Mohon tunggu...
Yus Alvar Saabighoot
Yus Alvar Saabighoot Mohon Tunggu... Dosen

Saya adalah dosen Program Studi Pendidikan Guru Pendidikan Anak Usia Dini (PGPAUD) di Universitas Terbuka (UT). Dengan pengalaman mengajar lebih dari 6 tahun, saya berkomitmen untuk meningkatkan kualitas pendidikan anak usia dini melalui pendekatan inovatif dan berbasis penelitian. Saya juga aktif dalam berbagai kegiatan pengabdian masyarakat dan pelatihan guru.

Selanjutnya

Tutup

Cerpen

Perjalanan Abadi Memecah Tabir

6 Oktober 2025   22:47 Diperbarui: 6 Oktober 2025   23:03 163
+
Laporkan Konten
Laporkan Akun
Kompasiana adalah platform blog. Konten ini menjadi tanggung jawab bloger dan tidak mewakili pandangan redaksi Kompas.
Lihat foto
 Foto Puncak Sunyi (Sumber: Gemini)

Rumah Pohon dan Peti Tikar

Namaku Arai. Aku adalah sulung dari empat bersaudara, dibesarkan dalam sebuah sangkar emas yang ditenun dari benang adab dan etika. Ayah dan Ibu tak pernah memberiku harta, tapi mereka mengisi dadaku dengan permata yang lebih berharga hati yang penuh cinta dan hormat. Bagiku, menunduk pada yang tua dan merangkul yang muda adalah napas, bukan sekadar kewajiban.

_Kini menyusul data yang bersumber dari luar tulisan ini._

PR #1584, opened 2025-06-05
 Rework topk kernel and hip code #1577 

rsuderman:
Reworked to be dynamic batch dimension and support for arbitrary batch dims to better support invocations.

Improved the build system to use absolute paths for the hsaco files and target specification.


zphoenixrises (approved):
LGTM!

PR #1589, opened 2025-06-06
adds qkv quantization to testing of llama

dan-garvey:


sharktank/tests/models/llama/test_llama.py
```diff
@@ -7,14 +7,16 @@
...
 from sharktank.models.llm import *
 from sharktank.models.llama.toy_llama import generate
+from parameterized import parameterized
 
 import pytest
 import torch
 
 
-def test_llama():
+@parameterized.expand([(True, 2.378), (False, 0.577)])  # quantize qkv
```
archana-ramalingam, line 16: Looks like the `cross_entropy_golden_value` needs to be updated for the first case to get the tests passing.

PR #1590, opened 2025-06-06
Rework kernels to include per indices mapping

rsuderman:
`linalg_ext.scatter` provides its input indices. Having the inputs invoke in a chained fashion optimizes back-to-back top-ks for split-k.


zphoenixrises (approved):
Awesome works! I think this is good to go! We can fine tune the compilation of the custom kernels in a follow up.

PR #1592, opened 2025-06-07
[sharktank] Nightly CI - Flux 

PhaneeshB:


.github/workflows/ci-sharktank-nightly.yml
```diff
@@ -7,10 +7,10 @@
 name: CI - sharktank nightly
 
 on:
-  workflow_dispatch:
-  schedule:
-    # Weekdays at 11:00 AM UTC = 03:00 AM PST / 04:00 AM PDT
-    - cron: "0 11 * * 1-5"
+  push:
+    branches:
+      - 'fix_flux_ci'
```
sogartar, line 12: This would need to be reverted.
You can trigger manually a workflow from the [actions panel](https://github.com/nod-ai/shark-ai/actions). There you can select a branch that is in this repo.

sharktank/tests/models/vae/vae_test.py
```diff
@@ -149,7 +149,7 @@ def testVaeIreeVsHuggingFace(self):
             "--iree-opt-outer-dim-concat=true",
             "--iree-llvmgpu-enable-prefetch=true",
             "--iree-hip-waves-per-eu=2",
-            "--iree-dispatch-creation-enable-aggressive-fusion=true",
+            # "--iree-dispatch-creation-enable-aggressive-fusion=true", #TODO: https://github.com/iree-org/iree/issues/20875
```
sogartar, line 152: I copied these options from SDXL's config several months ago. It is curious if we really want this one and the rest.

PhaneeshB: Most of these flags are relevant for perf, some maybe be the same as default behavior. 
IMO good have explicit flag config that we want working to catch any regressions.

Masa kecilku beraroma daun mangga dan nasi hangat. Di halaman belakang, sebuah pohon mangga tua berdiri gagah, dan di salah satu cabangnya yang kokoh, aku dan kawan-kawanku membangun istana kami. Sebuah rumah pohon sederhana, tempat kami bukan hanya berbagi tawa, tapi juga nasi bancakan yang kami bawa dari dapur ibu masing-masing. Di atas sana, kami adalah raja-raja kecil dengan dunia tanpa batas, sebuah kemewahan jiwa yang kini telah direnggut oleh layar-layar dingin gawai dari anak-anak zaman sekarang.

Namun, takdir menarikku dari dahan pohon mangga itu ke sebuah dunia yang sama sekali berbeda, pesantren di Bekasi. Jauh dari pelukan Ibu, aku ditempa untuk menjadi pribadi yang ikhlas dan sabar. Pesantren itu sendiri adalah sebuah legenda. Sosok Kiai-nya begitu karismatik, seolah tatapannya mampu membaca isi kitab di dalam hatimu. Masjidnya, sebuah mahakarya arsitektur yang megah, lahir dari bisik-bisik legenda; konon dibangun dalam satu malam oleh bala tentara jin, serupa mukjizat Nabi Sulaiman.

Di sanalah aku bertarung dengan baris-baris kitab kuning dan panggung muhadoroh. Hingga suatu malam, sebuah peristiwa gaib mengukir takzim abadi dalam jiwaku. Lelah, aku menyelinap ke dalam masjid agung itu untuk berlatih pidato tanpa berwudu. Kantuk mengalahkanku. Aku tak tahu berapa lama aku terlelap, tapi aku terbangun dalam kungkungan gelap yang menyesakkan. Kepanikan merayap saat aku sadar tubuhku terhimpit di dalam sebuah peti kayu panjang, tempat penyimpanan tikar-tikar salat yang digulung. Jantungku berdebar memukul-mukul rusuk. Bagaimana bisa?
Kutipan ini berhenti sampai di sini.